[WHAT THE EXERCISE ASKS]
In the listing below, the lines starting with the line with "When opening the" and going on through the line with "- [ ] Verify that ripple" are to be reproduced exactly, and only those.

######

PR #3481, opened 2023-08-20
Add AppTP connectivity handler

aitorvs:
Task/Issue URL: https://app.asana.com/0/488551667048375/1205307434865662/f

### Description
Add an AppTP-sspecific connectivity handler

### Steps to test this PR
_(Use an emulator)_
- [x] Modify the `hasDeviceConnectivity()` method to always return true
- [x] install internal build from this branch
- [x] enable AppTP
- [x] filter logs by`NetworkConnectivityHealthHandler`
- [x] Disable the WIFI of your computer (this will cause connectivity issues detected as VPN connectivity loss)
- [x] verify AppTP is restarted in the third attempt

### DIFF
--- a/app-tracking-protection/vpn-impl/src/main/java/com/duckduckgo/mobile/android/app/tracking/AppTPVpnConnectivityLossListener.kt
+++ b/app-tracking-protection/vpn-impl/src/main/java/com/duckduckgo/mobile/android/app/tracking/AppTPVpnConnectivityLossListener.kt
@@ -16,6 +16,9 @@
 
 package com.duckduckgo.mobile.android.app.tracking
 
+import android.content.Context
+import android.content.SharedPreferences
+import androidx.core.content.edit
 import com.duckduckgo.app.global.DispatcherProvider
 import com.duckduckgo.di.scopes.VpnScope
 import com.duckduckgo.mobile.android.vpn.feature.AppTpFeatureConfig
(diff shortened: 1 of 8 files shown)


aitorvs:
* develop
  * **PR #3481** <a href="https://app.graphite.dev/github/pr/duckduckgo/Android/3481" target="_blank">Graphite</a>  👈

This comment was auto-generated by [Graphite](https://app.graphite.dev/github/pr/duckduckgo/Android/3481?utm_source=stack-comment).

app-tracking-protection/vpn-impl/src/main/java/com/duckduckgo/mobile/android/app/tracking/AppTPVpnConnectivityLossListener.kt
```diff
@@ -0,0 +1,91 @@
...
+            }
+        }
+    }
+
+    override fun onVpnConnectivityLoss(coroutineScope: CoroutineScope) {
+        coroutineScope.launch {
+            if (isActive() && connectivityLostEvents++ > 1) {
+                logcat(LogPriority.WARN) { "AppTP detected connectivity loss, re-configuring..." }
+                connectivityLostEvents = 0
+                appTrackingProtection.restart()
```
aitorvs, line 67: Should I do `Runtime.getRuntime().exit(0)` instead?

karlenDimla: What advantage to we get from killing the process? Wouldn't this potentially cause last state to be DISABLED with unknown reason which will cause always on to show more?

karlenDimla (approved):
LGTM

app-tracking-protection/vpn-impl/src/main/java/com/duckduckgo/mobile/android/app/tracking/AppTPVpnConnectivityLossListener.kt
aitorvs: Kill process would ensure all state is freed, for instance memory. We don't have evidence of eg. mem leaks, but if we did process kill would get rid of them.

Another Q, do you think we should put a limit to re-tries? ie. if we try to reconnect 3-4 times without success we basically give up and let user re-enable? If we can recover, it may be indicative of some issue we can't really solve without stopping the VPN service (?)

app-tracking-protection/vpn-impl/src/main/java/com/duckduckgo/mobile/android/app/tracking/AppTPVpnConnectivityLossListener.kt
```diff
@@ -47,24 +50,37 @@ class AppTPVpnConnectivityLossListener @Inject constructor(
     private val appTrackingProtection: AppTrackingProtection,
     private val appTpFeatureConfig: AppTpFeatureConfig,
     private val dispatcherProvider: DispatcherProvider,
+    private val context: Context,
 ) : VpnConnectivityLossListenerPlugin, VpnServiceCallbacks {
 
+    private val preferences: SharedPreferences by lazy { context.getSharedPreferences(FILENAME, Context.MODE_PRIVATE) }
```
karlenDimla, line 56: NIT : we have way too much sharedprefs. But that is not an issue for this PR

PR #6067, opened 2025-05-14
Update Maestro E2E tests Autofill

cmonfortep:
Task/Issue URL: https://app.asana.com/1/137249556945/project/488551667048375/task/1210251123773109?focus=true 

### Description
Update Maestro Autofill E2E workflows

### Steps to test this PR

Should pass https://github.com/duckduckgo/Android/actions/runs/15025185850

### UI changes
| Before  | After |
| ------ | ----- |

### DIFF
--- a/.maestro/autofill/2_autofill_add_search_update_delete_creds.yaml
+++ b/.maestro/autofill/2_autofill_add_search_update_delete_creds.yaml
@@ -72,8 +72,6 @@ tags:
 
                 - tapOn: "Navigate up"
 
-                - assertVisible:
-                      text: "Save and autofill passwords"
                 - evalScript: ${output.addLogins.counter++}
 
       - scrollUntilVisible:
--- a/.maestro/autofill/4_autofill_settings_creds.yaml
+++ b/.maestro/autofill/4_autofill_settings_creds.yaml
@@ -30,9 +30,6 @@ tags:
           text: "Ask to Save and Autofill"
 
       - assertVisible:
-          id: importPasswordsOption
-
-      - assertVisible:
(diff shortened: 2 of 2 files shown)


.maestro/autofill/4_autofill_settings_creds.yaml
```diff
@@ -0,0 +1,128 @@
...
+      - scrollUntilVisible:
+          element:
+            text: "fill.dev"
+      - assertVisible:
+          text: "fill.dev"
+
+      - assertNotVisible:
+          text: "fill.dev/example"
+
+      - tapOn: "Navigate up"
```
CDRussell, line 124: I don't understand this addition; why is there a new test that is largely a copy/paste of the existing `2_autofill_add_search_update_delete_creds.yaml` test?

Shouldn't this new test be about testing the autofill settings screen rather than acting on the password list screen still, which is already covered?

.maestro/autofill/2_autofill_add_search_update_delete_creds.yaml
```diff
@@ -72,8 +72,6 @@ tags:
 
                 - tapOn: "Navigate up"
 
-                - assertVisible:
-                      text: "Save and autofill passwords"
```
CDRussell, line 76: 👍

.maestro/autofill/4_autofill_settings_creds.yaml
cmonfortep: The test is validating the following:
- Access settings without passwords: counter is 0, options present
- We add passwords (copied from another flow)
- Go back to settings: counter is 3 (validates we show the right number)

PR #6074, opened 2025-05-15
Fix: IllegalStateException crash

0nko:
Task/Issue URL: https://app.asana.com/1/137249556945/project/1207418217763355/task/1210250194815685?focus=true

### Description

This PR fixes a crash caused by `FragmentStateAdapter` attempting to restore fragment state when `FragmentManager` loses its fragments after activity recreation.

### Steps to test this PR

- [x] Enable Don't keep activities
- [x] Set DDG as a default browser
- [x] Enable tab swiping
- [x] Open DDG → Open a few tabs
- [x] Go to tab manager
- [x] Switch to an app that can open links (like Twitter)
- [x] Tap on a link
- [x] Notice DDG opens the link and doesn't crash

### DIFF
--- a/app/src/main/java/com/duckduckgo/app/browser/tabs/adapter/FragmentStateAdapter.java
+++ b/app/src/main/java/com/duckduckgo/app/browser/tabs/adapter/FragmentStateAdapter.java
@@ -29,6 +29,7 @@ import android.view.View;
 import android.view.ViewGroup;
 import android.view.ViewParent;
 import android.widget.FrameLayout;
+
 import androidx.annotation.CallSuper;
 import androidx.annotation.NonNull;
 import androidx.annotation.Nullable;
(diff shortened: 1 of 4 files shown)


app/src/main/java/com/duckduckgo/app/browser/tabs/adapter/FragmentStateAdapter.java
```diff
@@ -107,7 +108,6 @@ public abstract class FragmentStateAdapter extends RecyclerView.Adapter<Fragment
     @SuppressWarnings("WeakerAccess") // to avoid creation of a synthetic accessor
     final LongSparseArray<Fragment> mFragments = new LongSparseArray<>();
 
-    private final LongSparseArray<Fragment.SavedState> mSavedStates = new LongSparseArray<>();
```
0nko, line 110: We don't use stored fragment state itself, we just need to know what fragments are stale in order to remove them when recreating an adapter, so we can remove this as it's only taking up space in a saved bundle.

karlenDimla (approved):
LGTM and worked as expected

PR #6086, opened 2025-05-16
fix an issue where nav bar would stay visible together with the keyboard when NTP was opened

LukasPaczos:
Task/Issue URL: https://app.asana.com/1/137249556945/project/1208671518894266/task/1210267290350843?focus=true

### Description
When opening the new tab page, we initial don't show the keyboard. This scheduled a delayed task to execute and show the navigation bar. Before the time elapses to run the task, we automatically show the keyboard and focus on the omnibar, which hides the nav bar. However, the initially scheduled task would eventually execute and re-show the navigation bar even though the keyboard was also already visible.

The fix is to cancel the delayed task to show the navigation bar whenever the keyboard state changes.

### Steps to test this PR

- [ ] Enable visual design experiment.
- [ ] Go to any page.
- [ ] Open a new tab page.
- [ ] Verify keyboard is visible and navigation bar isn't.
- [ ] Close the app and reopen it.
- [ ] Verify that when NTP loads, keyboard is visible and navigation bar isn't.
- [ ] Try it multiple times.


malmstein (approved):
LGTM

PR #6099, opened 2025-05-19
use fully opaque ripple mask

LukasPaczos:
Task/Issue URL: https://app.asana.com/1/137249556945/project/1208671518894266/task/1210251609451213?focus=true

### Description
Uses a fully opaque (100% alpha) color for the ripple mask.

The actual color doesn't matter, but devices handle the alpha channel differently:
- On tested devices, a 0% alpha mask makes the ripple effect invisible.
- On tested Pixels, any alpha > 0% applies the ripple color correctly.
- On tested Samsungs, the ripple alpha is affected by both the mask and the ripple color alpha, summing them up and causing unexpected results.

To ensure consistent ripple visibility across devices, always use a fully opaque mask.

### Steps to test this PR

- [ ] Enable visual experiment changes.
- [ ] Verify that ripple is fully visible when clicking on buttons in the omnibar or navigation bar.
  - [ ] Test on a Samsung device.
  - [ ] Test on any other device.

### UI changes
| Before  | After |
| ------ | ----- |
Screenshot_20250519_102345|Screenshot_20250519_102420|

The screenshots come from a Samsung Tab S9+. You can see that on the _before_ screenshot, the ripple is barely visible because the 9% alpha of the color was summed with the 9% alpha of the mask (which was using the same color).

### DIFF
--- a/common/common-ui/src/main/res/drawable/selectable_item_experimental_background.xml
+++ b/common/common-ui/src/main/res/drawable/selectable_item_experimental_background.xml
@@ -17,7 +17,18 @@
     android:color="?daxColorControlFillPrimary">
     <item android:id="@android:id/mask">
         <shape android:shape="rectangle">
-            <solid android:color="?attr/daxColorControlFillPrimary" />
+            <!--
+              Use a fully opaque (100% alpha) color for the mask.
+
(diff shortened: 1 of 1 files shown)


malmstein (approved):
LGTM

######

[OUTPUT]
When opening the new tab page, we initial don't show the keyboard. This scheduled a delayed task to execute and show the navigation bar. Before the time elapses to run the task, we automatically show the keyboard and focus on the omnibar, which hides the nav bar. However, the initially scheduled task would eventually execute and re-show the navigation bar even though the keyboard was also already visible.

The fix is to cancel the delayed task to show the navigation bar whenever the keyboard state changes.

### Steps to test this PR

- [ ] Enable visual design experiment.
- [ ] Go to any page.
- [ ] Open a new tab page.
- [ ] Verify keyboard is visible and navigation bar isn't.
- [ ] Close the app and reopen it.
- [ ] Verify that when NTP loads, keyboard is visible and navigation bar isn't.
- [ ] Try it multiple times.


malmstein (approved):
LGTM

PR #6099, opened 2025-05-19
use fully opaque ripple mask

LukasPaczos:
Task/Issue URL: https://app.asana.com/1/137249556945/project/1208671518894266/task/1210251609451213?focus=true

### Description
Uses a fully opaque (100% alpha) color for the ripple mask.

The actual color doesn't matter, but devices handle the alpha channel differently:
- On tested devices, a 0% alpha mask makes the ripple effect invisible.
- On tested Pixels, any alpha > 0% applies the ripple color correctly.
- On tested Samsungs, the ripple alpha is affected by both the mask and the ripple color alpha, summing them up and causing unexpected results.

To ensure consistent ripple visibility across devices, always use a fully opaque mask.

### Steps to test this PR

- [ ] Enable visual experiment changes.
- [ ] Verify that ripple is fully visible when clicking on buttons in the omnibar or navigation bar.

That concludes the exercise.